- Assignment
Find the word "correctness" in the data below and copy each line that holds it.
((
PR #216, opened 2017-09-21
[pbw-6815]

aeng7:
-removed an older workaround where we end the ad pod for live streams when we receive the COMPLETE event from IMA


aldigun:
Also check, if I made inappropriate comment and let me know to update it.

PR #25, opened 2026-08-17
feat(ctx): vendor usage monitoring, use_credits gating, pace-to-reset throttle

Glubiz:
## Summary

zirv now monitors vendor usage for both harnesses and paces itself against the subscription window:

- **Usage in the header** — wrap's status bar and the dashboard header show per-harness usage (codex via a 60s-throttled, filesystem-only rollout scan; never HTTP on a redraw path).
- **Hybrid data source** — passive collectors are primary (claude statusline tee; codex session-rollout JSONL scan in `window.rs`), with an active HTTP poll fallback (`poll.rs`, `ureq`/rustls) consulted only when the stored reading is stale, floored to one attempt per `poll_min_interval_secs` via marker files. The Anthropic OAuth usage endpoint is fixture-verified; the codex ChatGPT endpoint ships best-effort unverified (recorded in Known Issues).
- **Pace-to-reset throttle** — `PaceDecision::Slow` spreads the remaining budget linearly over time-to-reset (`D = t_rem*(p-soft)/(max-soft)`) between `soft_percent` and `max_percent`, with the existing hard pause at max. The slow deadline is monotonic across re-checks (test-pinned), so a throttle can never silently stretch into a full park.
- **`use_credits` gate** — per-harness, default **disabled** for both. Enabled, it skips zirv's proactive throttle/pause only; a vendor-reported limit hit still parks. `pace.use_credits` and the poll keys are `REPO_FORBIDDEN`: a repo checkout cannot grant itself a credits exemption or change polling. `pace.enabled = false` is a master off-switch for all proactive vendor requests.
- **Session conventions v2** (`prompt.rs`) — two new injected rules (verify once then trust the result; keep scope to what was asked, prefer simple solutions), delivered to claude sessions via the composed prompt and to codex workers via a new task-prompt fallback.

Token hygiene: OAuth tokens are read fresh per call and exist only in the one Authorization header — never logged, persisted, or derivable; tests are hermetic (stub pollers, redirected home dirs; two live-HTTP-in-tests holes were caught and closed in review).

Version 2.9.0.

## Review

Per-task review gates (9 tasks), a whole-branch review (all nine integration invariants hold; requirements traced end-to-end), and a native /code-review pass whose one completed verifier's finding (usage verb polled under `ZIRV_CTX_PACE=false`) is fixed here.

**Residual findings** (recorded, not blocking):
- A failed poll attempt degrades silently where the spec promised a one-time announcement — recorded deviation in Known Issues; proper fix wants a `maybe_poll` return-type change + mockable transport.
- The /code-review pass was cut short by a session usage limit after confirming one finding; 7 deduped candidates went unverified and can be re-reviewed post-merge.
- The codex cross-harness review seat could not run (codex CLI fails on a local auth/JSON parse error before any work).
- Deferred cleanups: stale `#[allow(dead_code)]` markers in poll.rs/window.rs, a scan floor for long parks, the fresh-claude statusline hint no longer surfacing.


Glubiz:
**Post-open review round 2** (rerun of /code-review high after the usage-limit reset, per request): 8 finder angles → 48 raw candidates → 20 adversarially confirmed. The 10 reported correctness findings are addressed in three commits now pushed:

- `82fa28b` — pace gate: estimator-only pacing is no longer bypassed by the no-source early-return (which also un-wedges the limit-park hot-relaunch loop for API-key/Bedrock setups); a latched Slow deadline survives the reading going stale mid-wait (the old test was passing *through* that escape and now genuinely pins the monotonic rule); a fresh reading whose `resets_at` already passed no longer produces a phantom post-rollover throttle; Slow episodes announce once on the `zirv ▸` channel; park-loop rollout scans are floored to 60s.
- `b8b50a6` — rollout timestamps bounded to 4-digit years (closes a debug-build overflow panic reachable from wrap's status-bar redraw); `refresh_codex_usage` skips rewriting identical state; the ureq agent is built once with a 3s connect timeout distinct from the 10s overall; fresh claude machines get the actionable `zirv ctx usage tee` guidance back instead of the generic no-source line.
- `d4c85b8` — CLAUDE.md no longer claims `soft_percent` is repo-forbidden (the spec rules it a tuning knob; a repo can already set `pace.enabled=false`); Known Issues records that polling is structurally inert on keychain/API-key setups and names the tee as the remedy.

**Verified-but-deferred cleanups** (cut by the report cap, all quality not correctness): ~27 stale `#[allow(dead_code)]` attributes in poll.rs/window.rs/state.rs, the four-way `~/.codex/sessions` path resolution duplication, six copy-pasted conventions-fallback gates, four hand-assembled PaceGate sites, duplicate timestamp parsers, `usage.rs` re-implementing `pace::refresh_sources`, ureq's unneeded default gzip feature, a benign cross-process poll-floor TOCTOU, and conventions-vs-handoff-note ordering on nudge/rot relaunches. This round was the second and final fix round; these are recorded residuals.

PR #29, opened 2026-08-19
feat(dash): adaptive input poll and a Ctrl+A ? help overlay

### LINKED ISSUE #30: zirv ctx inbox: mail silently consumed without being surfaced to the polling caller
## Summary

While polling `zirv ctx inbox` from a script for a reply from a `zirv agent codex` dashboard-pane worker, the reply mail ended up moved to the `read/` archive (i.e. something consumed it) without ever being printed by any of my own `zirv ctx inbox` calls — the polling loop reported a timeout, and two subsequent manual checks (`zirv ctx inbox` and `zirv ctx inbox --peek`) both returned nothing, even though the message was later found sitting in the `read/` folder on disk.

## Timeline (repo: `D--GitHub-zirv-fitness-tracking`, my session `9690373b-5f3e-4749-97b2-37ce036dd929`)

1. `zirv agent codex "<review prompt>" -- --model gpt-5.6-terra` was run from inside a dashboard session, which spawned an attached pane (`8f44f4db`) rather than running headless-to-completion, per the documented dashboard behavior.
2. `zirv ctx status` showed a decision-log entry for that pane: `{"action":"prompt-skipped","detail":"agent has no verified system-prompt mechanism (unsupported)"}` — flagged as a "degraded surface: codex (launch-level: no rot score, usage, turn signal, or injected prompt)" in `zirv ctx --help`. My working theory is this means the "report back by mail when done" instruction that's normally injected for background workers never reached the codex pane, since I never wrote such an instruction myself.
3. I ran a background poll loop (~10 min, 15s interval) calling `zirv ctx inbox` in a `while` loop, checking for non-empty output not matching `no mail|0 unread|^$`. It timed out with no message ever printed.
4. I then ran `zirv ctx nudge 8f44f4db --message "..."` asking the pane to send its findings via `zirv ctx send`. Nudge sent at unix ts `1787147748` (confirmed via the mail file below).
5. I ran a second background poll loop (5 min, 15s interval), same logic as step 3. It **also timed out** with "no mail received" printed as the final line after all 20 iterations completed.
6. The user (watching the dashboard directly) then told me "Codex has responded."
7. I ran `zirv ctx inbox` manually — empty output. I ran `zirv ctx inbox --peek` — also empty output.
8. I searched the state dir directly (`C:\Users\josj\AppData\Local\zirv\ctx\mail`) and found the reply **already sitting in `read/`**:
   ```
   C:/Users/josj/AppData/Local/zirv/ctx/mail/D--GitHub-zirv-fitness-tracking/read/1787147843-unknown.md
   ```
   Sent ts `1787147843` — only 95 seconds after the nudge (ts `1787147748`), which is well inside the second poll loop's 300-second window and should have been picked up by at least one of its ~20 fifteen-second-interval checks.

## Impact

A message that should have been retrievable via the documented `zirv ctx inbox` CLI was moved to the read archive without ever being returned to any caller I made (looped or manual), effectively losing it from the perspective of the intended recipient session. I only recovered the content by reading the raw `.md` file out of the state directory directly, which isn't a documented/supported interface.

## Suspected contributing factors (unconfirmed — flagging for investigation, not asserting root cause)

- Possibly a race between my `run_in_background` Bash-tool subprocess polling loop and some other process/hook belonging to the same session (or the interactive `zirv ctx chat` orchestrator itself, pid 342916 for session `9690373b`) that also reads/consumes `zirv ctx inbox` as part of its own mail-surfacing mechanism, such that the "other" consumer wins the race and the content is dropped rather than being handed to whichever caller actually needed it.
- Possibly related to the "degraded surface: codex ... no verified system-prompt mechanism" limitation noted above — if codex-origin mail is tagged/routed differently (note the `From-session: unknown` field on the codex reply, vs. a real UUID for claude-origin mail), that could interact badly with whatever matches mail to a waiting reader.

## Environment

- `zirv version`: 2.12.0
- OS: Windows 11 (via Git Bash)
- Reproduced via Claude Code session orchestrating a `zirv agent codex` dashboard-pane worker

## Suggested fix direction

At minimum, `zirv ctx inbox` (and whatever internal process may also be consuming mail concurrently) should not be able to silently drop a message between "arrived" and "any reader observes it." A `--peek`-first read before any consuming read, and/or a single consistent consumer per session (rather than multiple independent readers racing on the same mailbox), would prevent this class of loss. If session-side automatic mail injection into agent context exists, it should log when it consumes something, so at minimum the loss is diagnosable from the decision log rather than silent.

Glubiz:
## What

- **Instant-feeling input**: the dashboard event loop's flat 50ms `event::poll` wait is now adaptive — 10ms inside a 300ms hot window opened by operator key/mouse input, 50ms when idle. Keystroke echoes repaint within ~10ms instead of up to 50ms. Pane output never refreshes the window, so a streaming pane can't hold the loop at the fast rate; idle CPU is unchanged.
- **Help overlay**: `Ctrl+A ?` (or `h`) shows the full keymap, any key closes it. Content is a compile-time table with tests pinning every row to real `filter_key` dispatch, exhaustive `DashAction` coverage (a new action can't ship without a help-row decision), and an 80x24 fit budget.
- **Mouse drag text selection**: left click-drag over a pane (whose child hasn't claimed mouse reporting) now selects text — `?1002` drag tracking, REVERSED highlight, and copy-to-clipboard via OSC 52 on release (64 KiB cap, best-effort). A selection is cancelled by scrollback movement, any resize/zoom, or new output on the selected pane, so stale coordinates can never copy the wrong text. Click-without-drag copies nothing; mouse-mode children keep the old forward-to-child behavior (native shift+drag still works there).
- **Shift+Enter newline fix**: `encode_key` treats Enter+ALT like Enter+SHIFT and emits `ESC CR`. An empirical ConPTY probe of the real claude CLI established that `\x1b\r` is the one encoding claude natively treats as newline, and that Windows Terminal's `/terminal-setup` rewrite of Shift+Enter arrives at zirv as a folded Enter+ALT event — which previously degraded to a bare `\r` and submitted the prompt instead of inserting a newline.
- **Worker mail can no longer be silently lost** (fixes #30): spawned worker panes always get a session identity in their child env (codex panes previously had none, so replies went out as `From-session: unknown` broadcasts that any sweep could claim into the wrong pane and archive unseen). Report-back mail is therefore directed (`--to-session`), visible only to its addressee, and every on-behalf-of mail consumption (exec/loop drains, dash sweep, spawn harvest, mail overlay) now writes a `mail-consumed` decision-log entry so any future loss is diagnosable.

## Why

Typing in a `zirv chat` pane felt debounced; text couldn't be selected or copied out of a pane at all; Shift+Enter submitted instead of newlining; and a codex worker's review reply vanished into the mail read-archive without ever being surfaced (#30).

Includes the Obsidian vault updates for all changes and a version bump to 2.13.0. Known accepted edges: terminals shorter than ~22 rows clip the help overlay's tail; terminals without OSC 52 support silently skip the clipboard copy (documented in Known Issues).


Glubiz:
## Follow-up: mouse text selection in dashboard panes (decided, not yet built)

**Problem (root cause confirmed):** the dashboard enables terminal mouse reporting (`?1000h?1006h`, written in `dash/mod.rs` gated by `dash.mouse`, default on) for wheel scroll and click forwarding. The terminal then routes all mouse events to zirv, so native click+drag selection does nothing in any dash pane — and Apple Terminal offers no bypass modifier at all. Drag events are never even generated, since dash deliberately never enables motion tracking (Decision Log 2026-08-15). The wrap/chat path is byte-transparent and is NOT the cause (bare `claude` selection works fine).

**Decision (Jonathan, 2026-08-19):** build true in-pane selection in dash, rather than a mouse-off toggle or flipping the `dash.mouse` default. Sketch for whoever picks this up:

- Enable `?1002h` (button-drag tracking) alongside `?1000h?1006h`. This partially revisits the 2026-08-15 decision-log entry: that entry rejected `?1003h` all-motion flood; `?1002h` only reports while a button is held, so the flood argument doesn't apply. Update the decision log accordingly.
- Track Down -> Drag -> Up in pane-local coordinates (`pane_local_mouse` in `dash/mod.rs` already maps Down/Up to a pane).
- Render the selection highlight over the vt100 cells (`render_grid` in `dash/ui.rs` already has per-cell access).
- On release, extract the selected text from the pane's vt100 screen and copy it: `pbcopy` on macOS, OSC 52 as the portable path (no clipboard code exists anywhere in the repo yet — greenfield).
- Define behavior when the pane is in the wheel-scrolled scrollback view vs the live screen.
- `dash.mouse = false` must keep skipping all of it, and the repo rule stands: never `crossterm::EnableMouseCapture`; raw escape writes via `term.rs` only (see Known Issues).
- Add the resulting gesture to the `Ctrl+A ?` help overlay introduced in this PR.

This PR intentionally ships without it; the note exists so the follow-up lands as its own reviewed change.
))
- Answer section
**Post-open review round 2** (rerun of /code-review high after the usage-limit reset, per request): 8 finder angles → 48 raw candidates → 20 adversarially confirmed. The 10 reported correctness findings are addressed in three commits now pushed:
**Verified-but-deferred cleanups** (cut by the report cap, all quality not correctness): ~27 stale `#[allow(dead_code)]` attributes in poll.rs/window.rs/state.rs, the four-way `~/.codex/sessions` path resolution duplication, six copy-pasted conventions-fallback gates, four hand-assembled PaceGate sites, duplicate timestamp parsers, `usage.rs` re-implementing `pace::refresh_sources`, ureq's unneeded default gzip feature, a benign cross-process poll-floor TOCTOU, and conventions-vs-handoff-note ordering on nudge/rot relaunches. This round was the second and final fix round; these are recorded residuals.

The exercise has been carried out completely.